Hobnob News – Nigeria’s aviation industry is facing renewed turbulence as airline operators and key stakeholders, both local and international, have rejected the Federal Government’s plan to impose fresh taxes on scheduled airlines under the Nigeria Tax Act 2025.
Operators warn that the new measures could cripple the sector, already struggling with record-high operational costs and skyrocketing ticket prices.
The concerns were raised during a Business Webinar held on Thursday with the theme “Nigeria Tax Act (2025) and the Aviation Industry.” The event, monitored by Hobnob News, saw strong opposition led by Dr. Samson Fatokun, Area Manager for West and Central Africa at the International Air Transport Association (IATA).
Stakeholders argued that the industry is already weighed down by multiple charges, including Passenger Service Charge, Ticket Sales Tax, Cargo Sales Charge, a five per cent levy on all aviation contracts, and a $20 security fee. In addition, the recently introduced Advance Passenger Information System (APIS) imposes $11.50 per passenger per flight leg.
As a result, domestic airfares have doubled in the past year, forcing many Nigerians to opt for road travel instead of air.

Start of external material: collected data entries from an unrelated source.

PR #836, opened 2020-10-08
Added option quoteDataWithSpaces (default - true) to unparse config.

alexander-gush:
If quoteDataWithSpaces set to false, unparse result doesn't quote data with spaces in the start or in the end.

### DIFF
--- a/papaparse.js
+++ b/papaparse.js
@@ -285,6 +285,9 @@ License: MIT
 		/** whether to prevent outputting cells that can be parsed as formulae by spreadsheet software (Excel and LibreOffice) */
 		var _escapeFormulae = false;
 
+		/** whether to surround every datum that has spaces in the start or in the end with quotes */
+		var _quoteDataWithSpaces = true;
+
 		unpackConfig();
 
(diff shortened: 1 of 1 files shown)


pokoli:
Hi @alexander-gush,

Thanks for your pull request. Could you please explain why this feature is usefull?
In order to accept a PR we require to have a minimal test on our test suite that ensures that your behaviour works as expected. Could you please add one?

alexander-gush:
Thank you!
Some times it may be unexpectedly that quotes appears in output but there are not in input. So I think we should give possibility to control it.
I added test.

pokoli:
We are still missing the doc update (which is in the docs folder of the repository) to include the new option

alexander-gush:
Should I do this?

alexander-gush:
> We are still missing the doc update (which is in the docs folder of the repository) to include the new option

I added this option to the documentation.

pokoli:
Hi @alexander-gush,  

There are some conflicts with the master branch. Could you plesae rebase your work on top on it and fix them? 

Thanks in advance!

PR #842, opened 2020-11-14
Removed unncessary utility fn

jimmywarting:
Saw you used Object.keys elsewhere so I thought it would be fine to use it directly instead


pokoli:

Capt. Edward Boyo, Managing Director of Landover Company Limited, described the proposed reforms as “a major setback to Nigeria’s aviation growth.” He urged President Bola Tinubu and Federal Inland Revenue Service (FIRS) Chairman, Dr. Zacch Adedeji, to urgently review the policy.
“The country’s economy cannot thrive without aviation. If these tax burdens persist, operators may have no choice but to raise fares further, making air travel unaffordable for the average Nigerian,” Boyo warned.
However, Mrs. Nkechi Umegakwe, Assistant Director and Tax Policy Adviser at the FIRS, defended the new law, insisting it followed due process and was designed to boost compliance, revenue, and align Nigeria’s tax framework with global standards. She explained that starting January 1, 2026, airlines would pay Value Added Tax (VAT) on imported aircraft, spare parts, and tickets.
But Dr. Fatokun of IATA countered that the move contravenes international treaties, particularly International Civil Aviation Organisation (ICAO) rules, which exempt international air transport from taxation. He also reminded the government of the ECOWAS Supplementary Act of December 14, 2004, which prohibits taxation on air passenger and cargo transportation within member states.
“Nigeria cannot afford to breach international and regional treaties it has signed. Such actions undermine our credibility in global aviation,” Fatokun said.
Industry experts, including Capt. Samuel Caulcrick, a former Rector of the Nigerian College of Aviation Technology, cautioned that additional tax burdens could collapse domestic airlines. “The airlines are being strangled. Without relief, many operators will fold up,” he said.
Analysts warn that the implications for passengers are stark: more expensive tickets and declining connectivity. This could reverse recent gains in regional air travel, especially at a time when the African Continental Free Trade Area (AfCFTA) relies on strong aviation links.
Stakeholders unanimously urged the Federal Government to designate aviation as a “priority sector” exempt from excessive taxation, stressing its role in driving economic growth, investment, and regional integration.
As the January 2026 implementation date approaches, Nigeria’s aviation industry remains at a crossroads—caught between government fiscal reforms and the urgent call to preserve an already fragile sector.